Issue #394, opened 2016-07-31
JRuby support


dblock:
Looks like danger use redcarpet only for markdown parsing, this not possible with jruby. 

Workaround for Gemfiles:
---+---
**What is being asked:** Repeat, character for character, the lines from the one that holds "JRuby support" to the final line of the material, inclusive, and no other lines.

**Response:**
JRuby support


dblock:
Looks like danger use redcarpet only for markdown parsing, this not possible with jruby. 

Workaround for Gemfiles:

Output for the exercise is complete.